--- TASK OBJECTIVE ---
For each entry in the listing, produce an exact copy.

--- RECORDS FOR THE EXERCISE ---

PR #1201, opened 2020-09-30
Support code for "no access outside your root lane" feature

leonardr:
This is a core support branch for https://jira.nypl.org/browse/SIMPLY-3125.

* The unsupported "lending policy" feature is removed and reimplemented by expanding a feature that _is_ supported -- patron root lanes.
* I added a cache for the result of `Library.has_root_lanes`, a somewhat complicated database query that is now going to be called on almost every incoming circulation manager request.
* I added new methods `Work.age_appropriate_for_patron` and `Patron.work_is_age_appropriate`. These methods (more precisely, the helper method `Patron.age_appropriate_match`) implement a reasonable interpretation of what it means for a work (which has an audience and a target age) to be "age-appropriate" for a patron (whose root lane may have _multiple_ audiences as well as a target age). I needed both methods because when we're calculating Worklist visibility (below) we need to answer a _general_ age-appropriateness question, without having any specific Work in mind.
* I added a new method, `WorkList.accessible_to` and `Lane.accessible_to`, which control whether a WorkList is accessible to a given patron. Basically, WorkLists are accessible to a patron unless they _might_ contain age-inappropriate material. (This lets us give Open eBooks access to related-books lanes such as "books by the same author" lanes) Lanes are subject to the same rules, but they must _also_ be in scope from the patron's root lane.


app_server.py
```diff
@@ -52,20 +52,6 @@ def cdn_url_for(*args, **kwargs):
...
-        logging.info("Lending policy: %s", policy)
-        policy = json.loads(policy)
-    for external_type, p in policy.items():
-        if Patron.AUDIENCE_RESTRICTION_POLICY in p:
-            for audience in p[Patron.AUDIENCE_RESTRICTION_POLICY]:
-                if not audience in Classifier.AUDIENCES:
-                    raise ValueError(
-                        "Unrecognized audience in lending policy: %s" %
-                        audience)
-    return policy
```
leonardr, line 68: This unsupported feature has been removed, and reimplemented by expanding a feature that _is_ supported: patron root lanes.

model/patron.py
```diff
@@ -216,25 +213,6 @@ def works_on_loan_or_on_hold(self):
         loans = self.works_on_loan()
         return set(holds + loans)
 
-    def can_borrow(self, work, policy):
```
leonardr, line 219: This is the only place where the lending policy was applied. Logic around whether or not a patron can borrow a book now lives in circulation, although the main component piece of that logic -- whether a real or hypothetical work is age-appropriate for a patron -- is now in Patron.

model/patron.py
```diff
@@ -300,6 +278,48 @@ def synchronize_annotations(self, value):
                 _db.delete(annotation)
         self._synchronize_annotations = value
 
+    @property
+    def root_lane(self):
+        """Find the Lane, if any, to be used as the Patron's root lane.
```
leonardr, line 287: This code was moved in from circulation. It's a bit tricky because the patron is not directly associated with a Lane; instead, a Lane may be associated with a _list_ of patron types.

model/work.py
```diff
@@ -781,6 +781,120 @@ def language_code(self):
...
+            # book in the system.
+            return True
+
+        # The patron can interact with this Work if any of the audiences
+        # in their root lane (in conjunction with the root lane's target_age)
+        # would match the Work.
+        return any(
+            self.age_appropriate_for(audience, root.target_age)
+            for audience in root.audiences
+        )
```
leonardr: This is complicated but it's necessary to handle real cases like audiences=[Children, Young Adult], target_age=[9,13].

model/work.py
```diff
@@ -781,6 +781,120 @@ def language_code(self):
...
+
+        if (reader_audience == Classifier.AUDIENCE_YOUNG_ADULT
+            and self.audience in (Classifier.AUDIENCES_YOUNG_CHILDREN)):
+            # A YA reader can see any children's title.
+            return True
+
+        if (reader_audience in (Classifier.AUDIENCES_YOUNG_CHILDREN)
+            and self.audience == Classifier.AUDIENCE_YOUNG_ADULT):
+            # Children cannot see any YA title.
+            return False
```
leonardr: Keep in mind that this method will be called once for every audience in the lane's `.audiences`. Consider the case of 
audiences=[Children, Young Adult], target_age=[9,13], with a YA book with target_age=(12,15).

The first call will be (Children, [9,13]) and it will fail, because children cannot access YA titles even if the age range overlaps. The second call will be (Young Adult, [9,13]) and it will succeed, because a YA reader can access a YA title if the age range overlaps.

requirements.txt
```diff
@@ -8,6 +8,7 @@ click==7.1.2
 elasticsearch==6.8.1
 elasticsearch-dsl==6.4.0
 enum34==1.1.10
+expiringdict==1.2.1
```
leonardr, line 11: This is the same version of expiringdict used in circulation.

model/patron.py
```diff
@@ -300,6 +279,176 @@ def synchronize_annotations(self, value):
...
+            # Multiple root lanes for a patron indicates a
+            # configuration problem, but we shouldn't make the patron
+            # pay the price -- just pick the first one.
+            logging.error(
+                "Multiple root lanes found for patron type %s.",
+                patron.external_type
+            )
+        return lanes[0]
+
+    def work_is_age_appropriate(self, work_audience, work_target_age):
```
leonardr, line 324: Note to myself on Tuesday: This is where I left off reviewing the code and making sure everything has test coverage.

leonardr: Thank you, past self.

tests/test_opds.py
```diff
@@ -92,7 +92,11 @@ def test_authors(self):
         edition.add_contributor(
             "Jonathan Frakes", Contributor.NARRATOR_ROLE
         )
-        author, contributor = Annotator.authors(None, edition)
+        author, contributor = sorted(
+            Annotator.authors(None, edition),
+            key=lambda x: x.tag
+        )
+
```
leonardr, line 99: This change is unrelated. I got a spurious test failure because the tags come out of `authors` in a nondeterministic order.

classifier/__init__.py
```diff
@@ -86,8 +86,8 @@ class Classifier(object):
     # "All ages" actually means "all ages with reading fluency".
     ALL_AGES_AGE_CUTOFF = 8
 
-    AUDIENCES_JUVENILE = [AUDIENCE_CHILDREN, AUDIENCE_YOUNG_ADULT,
-                          AUDIENCE_ALL_AGES]
+    AUDIENCES_YOUNG_CHILDREN = [AUDIENCE_CHILDREN, AUDIENCE_ALL_AGES]
```
vbessonov, line 89: Why do we need to have `AUDIENCE_ALL_AGES` in `AUDIENCES_YOUNG_CHILDREN` and in `AUDIENCES_JUVENILE`?

model/patron.py
```diff
@@ -300,6 +282,188 @@ def synchronize_annotations(self, value):
...
+           Classifier, representing the general reading audience to
+           which the reader belongs.
+
+        :param reader_age: A number or 2-tuple representing the age or
+           age range of the reader.
+        """
+        if reader_audience is None:
+            # A patron with no particular audience restrictions
+            # can see everything.
+            return True
```
vbessonov, line 391: Would it make sense to add logs with the `DEBUG` level so later it would be easier to troubleshoot this code?

model/library.py
```diff
@@ -292,6 +298,36 @@ def enabled_facets_setting(self, group_name):
...
+        # (or vice versa) might not see the change take effect without
+        # a server restart.
+        value = Library._has_root_lane_cache.get(self.id, None)
+        if value is None:
+            from ..lane import Lane
+            _db = Session.object_session(self)
+            root_lanes = _db.query(Lane).filter(
+                Lane.library==self
+            ).filter(
+                Lane.root_for_patron_type!=None
```
vbessonov, line 325: [PEP 8 Style Guide](https://docs.quantifiedcode.com/python-anti-patterns/readability/comparison_to_none.html) recommends to use `is` to compare something to `None`

vbessonov (changes requested):
It looks really good, I just proposed a couple of minor changes

classifier/__init__.py
leonardr: AUDIENCE_ALL_AGES is for books that should be available to young children, young adults, and adults. So it needs to appear in every list of audiences -- it's also in AUDIENCES_ADULT.

model/library.py
leonardr: That's true, but this isn't really performing a comparison; it's creating a SQLAlchemy `BinaryExpression` object that gets turned into SQL like `Lane.root_for_patron_type is not NULL`. So using != is correct in this case.

model/patron.py
leonardr: Good idea.

vbessonov (approved):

--- EXERCISE ANSWER ---
PR #1201, opened 2020-09-30
Support code for "no access outside your root lane" feature

leonardr:
This is a core support branch for https://jira.nypl.org/browse/SIMPLY-3125.

* The unsupported "lending policy" feature is removed and reimplemented by expanding a feature that _is_ supported -- patron root lanes.
* I added a cache for the result of `Library.has_root_lanes`, a somewhat complicated database query that is now going to be called on almost every incoming circulation manager request.
* I added new methods `Work.age_appropriate_for_patron` and `Patron.work_is_age_appropriate`. These methods (more precisely, the helper method `Patron.age_appropriate_match`) implement a reasonable interpretation of what it means for a work (which has an audience and a target age) to be "age-appropriate" for a patron (whose root lane may have _multiple_ audiences as well as a target age). I needed both methods because when we're calculating Worklist visibility (below) we need to answer a _general_ age-appropriateness question, without having any specific Work in mind.
* I added a new method, `WorkList.accessible_to` and `Lane.accessible_to`, which control whether a WorkList is accessible to a given patron. Basically, WorkLists are accessible to a patron unless they _might_ contain age-inappropriate material. (This lets us give Open eBooks access to related-books lanes such as "books by the same author" lanes) Lanes are subject to the same rules, but they must _also_ be in scope from the patron's root lane.


app_server.py
```diff
@@ -52,20 +52,6 @@ def cdn_url_for(*args, **kwargs):
...
-        logging.info("Lending policy: %s", policy)
-        policy = json.loads(policy)
-    for external_type, p in policy.items():
-        if Patron.AUDIENCE_RESTRICTION_POLICY in p:
-            for audience in p[Patron.AUDIENCE_RESTRICTION_POLICY]:
-                if not audience in Classifier.AUDIENCES:
-                    raise ValueError(
-                        "Unrecognized audience in lending policy: %s" %
-                        audience)
-    return policy
```
leonardr, line 68: This unsupported feature has been removed, and reimplemented by expanding a feature that _is_ supported: patron root lanes.

model/patron.py
```diff
@@ -216,25 +213,6 @@ def works_on_loan_or_on_hold(self):
         loans = self.works_on_loan()
         return set(holds + loans)
 
-    def can_borrow(self, work, policy):
```
leonardr, line 219: This is the only place where the lending policy was applied. Logic around whether or not a patron can borrow a book now lives in circulation, although the main component piece of that logic -- whether a real or hypothetical work is age-appropriate for a patron -- is now in Patron.

model/patron.py
```diff
@@ -300,6 +278,48 @@ def synchronize_annotations(self, value):
                 _db.delete(annotation)
         self._synchronize_annotations = value
 
+    @property
+    def root_lane(self):
+        """Find the Lane, if any, to be used as the Patron's root lane.
```
leonardr, line 287: This code was moved in from circulation. It's a bit tricky because the patron is not directly associated with a Lane; instead, a Lane may be associated with a _list_ of patron types.

model/work.py
```diff
@@ -781,6 +781,120 @@ def language_code(self):
...
+            # book in the system.
+            return True
+
+        # The patron can interact with this Work if any of the audiences
+        # in their root lane (in conjunction with the root lane's target_age)
+        # would match the Work.
+        return any(
+            self.age_appropriate_for(audience, root.target_age)
+            for audience in root.audiences
+        )
```
leonardr: This is complicated but it's necessary to handle real cases like audiences=[Children, Young Adult], target_age=[9,13].

model/work.py
```diff
@@ -781,6 +781,120 @@ def language_code(self):
...
+
+        if (reader_audience == Classifier.AUDIENCE_YOUNG_ADULT
+            and self.audience in (Classifier.AUDIENCES_YOUNG_CHILDREN)):
+            # A YA reader can see any children's title.
+            return True
+
+        if (reader_audience in (Classifier.AUDIENCES_YOUNG_CHILDREN)
+            and self.audience == Classifier.AUDIENCE_YOUNG_ADULT):
+            # Children cannot see any YA title.
+            return False
```
leonardr: Keep in mind that this method will be called once for every audience in the lane's `.audiences`. Consider the case of 
audiences=[Children, Young Adult], target_age=[9,13], with a YA book with target_age=(12,15).

The first call will be (Children, [9,13]) and it will fail, because children cannot access YA titles even if the age range overlaps. The second call will be (Young Adult, [9,13]) and it will succeed, because a YA reader can access a YA title if the age range overlaps.

requirements.txt
```diff
@@ -8,6 +8,7 @@ click==7.1.2
 elasticsearch==6.8.1
 elasticsearch-dsl==6.4.0
 enum34==1.1.10
+expiringdict==1.2.1
```
leonardr, line 11: This is the same version of expiringdict used in circulation.

model/patron.py
```diff
@@ -300,6 +279,176 @@ def synchronize_annotations(self, value):
...
+            # Multiple root lanes for a patron indicates a
+            # configuration problem, but we shouldn't make the patron
+            # pay the price -- just pick the first one.
+            logging.error(
+                "Multiple root lanes found for patron type %s.",
+                patron.external_type
+            )
+        return lanes[0]
+
+    def work_is_age_appropriate(self, work_audience, work_target_age):
```
leonardr, line 324: Note to myself on Tuesday: This is where I left off reviewing the code and making sure everything has test coverage.

leonardr: Thank you, past self.

tests/test_opds.py
```diff
@@ -92,7 +92,11 @@ def test_authors(self):
         edition.add_contributor(
             "Jonathan Frakes", Contributor.NARRATOR_ROLE
         )
-        author, contributor = Annotator.authors(None, edition)
+        author, contributor = sorted(
+            Annotator.authors(None, edition),
+            key=lambda x: x.tag
+        )
+
```
leonardr, line 99: This change is unrelated. I got a spurious test failure because the tags come out of `authors` in a nondeterministic order.

classifier/__init__.py
```diff
@@ -86,8 +86,8 @@ class Classifier(object):
     # "All ages" actually means "all ages with reading fluency".
     ALL_AGES_AGE_CUTOFF = 8
 
-    AUDIENCES_JUVENILE = [AUDIENCE_CHILDREN, AUDIENCE_YOUNG_ADULT,
-                          AUDIENCE_ALL_AGES]
+    AUDIENCES_YOUNG_CHILDREN = [AUDIENCE_CHILDREN, AUDIENCE_ALL_AGES]
```
vbessonov, line 89: Why do we need to have `AUDIENCE_ALL_AGES` in `AUDIENCES_YOUNG_CHILDREN` and in `AUDIENCES_JUVENILE`?

model/patron.py
```diff
@@ -300,6 +282,188 @@ def synchronize_annotations(self, value):
...
+           Classifier, representing the general reading audience to
+           which the reader belongs.
+
+        :param reader_age: A number or 2-tuple representing the age or
+           age range of the reader.
+        """
+        if reader_audience is None:
+            # A patron with no particular audience restrictions
+            # can see everything.
+            return True
```
vbessonov, line 391: Would it make sense to add logs with the `DEBUG` level so later it would be easier to troubleshoot this code?

model/library.py
```diff
@@ -292,6 +298,36 @@ def enabled_facets_setting(self, group_name):
...
+        # (or vice versa) might not see the change take effect without
+        # a server restart.
+        value = Library._has_root_lane_cache.get(self.id, None)
+        if value is None:
+            from ..lane import Lane
+            _db = Session.object_session(self)
+            root_lanes = _db.query(Lane).filter(
+                Lane.library==self
+            ).filter(
+                Lane.root_for_patron_type!=None
```
vbessonov, line 325: [PEP 8 Style Guide](https://docs.quantifiedcode.com/python-anti-patterns/readability/comparison_to_none.html) recommends to use `is` to compare something to `None`

vbessonov (changes requested):
It looks really good, I just proposed a couple of minor changes

classifier/__init__.py
leonardr: AUDIENCE_ALL_AGES is for books that should be available to young children, young adults, and adults. So it needs to appear in every list of audiences -- it's also in AUDIENCES_ADULT.

model/library.py
leonardr: That's true, but this isn't really performing a comparison; it's creating a SQLAlchemy `BinaryExpression` object that gets turned into SQL like `Lane.root_for_patron_type is not NULL`. So using != is correct in this case.

model/patron.py
leonardr: Good idea.

vbessonov (approved):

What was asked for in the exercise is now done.